Slather on the sunscreen first then apply bug spray to your kids’ uncovered skin and clothes. Remember to tell your kids to hold their breath when you grab the bug repellent and to apply it in a well-ventilated area away from flames (like maybe the backyard). Do not spray the repellent onto your kids’ faces or ears; rather, spray some onto your hands and spread it on evenly.

3. Allow Everyone to Choose At Least One Activity

True staycation success is measured by the happiness and enjoyment everyone experiences. But, if you’re a control freak -- and we’re not pointing fingers here -- you run the risk of your children saying that the activities are boring or unfair (The truth is they’ll say that anyway). To reduce whining and arguing, allow everyone to choose at least one activity.

Now, that’s not to say that you should give your kids the freedom to choose anything. It’s especially important that you do not overwhelm your kids with options, either. Young children should choose between only two options, but you can give older children a few more as appropriate. Try to offer choices that will result in a combination of indoor and outdoor activities, and more active and less active recreation.
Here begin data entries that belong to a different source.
PR #73, opened 2020-04-30
Various fixes to port python

Dennisbonke:
These fixes also allow `gettext` to compile.
Python is functioning in script form, the interpreter doesn't respond to input, but the basic functionality is there

### DIFF
--- a/options/ansi/include/setjmp.h
+++ b/options/ansi/include/setjmp.h
@@ -3,6 +3,7 @@
 #define _SETJMP_H
 
 #include <bits/machine.h>
+#include <abi-bits/signal.h>
 
 #ifdef __cplusplus
 extern "C" {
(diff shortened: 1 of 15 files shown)


options/internal/x86_64/setjmp.S
```diff
@@ -31,3 +31,13 @@ longjmp:
 	mov 0x30(%rdi), %rsp
 	jmp *0x38(%rdi)
 
+.global sigsetjmp
+.type sigsetjmp, "function"
+sigsetjmp:
+	ret
```
avdgrinten, line 37: Here we either need a proper implementation, or we need to warn that it is not implemented.

options/internal/x86_64/setjmp.S
```diff
@@ -31,3 +31,13 @@ longjmp:
...
+
+.global siglongjmp
+.type siglongjmp, "function"
+siglongjmp:
+	ret
```
avdgrinten, line 42: Same.

options/ansi/include/setjmp.h
```diff
@@ -13,8 +14,16 @@ extern "C" {
 // FIXME: use intptr_t equivalent
 typedef long jmp_buf[__MLIBC_JMPBUF_SIZE];
 
+typedef struct sigjmp_buf {
+	jmp_buf __jmpbuf;
+	int __mask_was_saved;
+	sigset_t __saved_mask;
+} sigjmp_buf;
```
avdgrinten, line 21: The standard defines `jmp_buf` to be an array. Is `sigjump_buf` supposed to be a struct?

avdgrinten: POSIX says:
> The <setjmp.h> header shall define the array types jmp_buf and sigjmp_buf.

PR #705, opened 2022-07-23
remove reliance on __linux__, switch to using set10() for mlibc-config.h.in

ArsenArsen:


64 (approved):

Dennisbonke (approved):
With the note that a follow-up PR should be made to make mlibc at least warn during configure if the linux option is enabled, but the linux kernel headers can't be found and the linux-headers option is disabled, this PR looks good to me.

no92 (approved):

Geertiebear (approved):
LGTM.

When you give kids choices, you invite cooperation and strengthen their sense of community while building respect and capitalizing on their need for autonomy. You also can point out that each person got a choice, and that you made the staycation as fair as possible should any arguments arise.

Staycations are an affordable, time-saving alternative to traditional family vacations. To do a staycation the right way, keep safety in mind, protect your kids with sunscreen and bug repellent, and give everyone a say!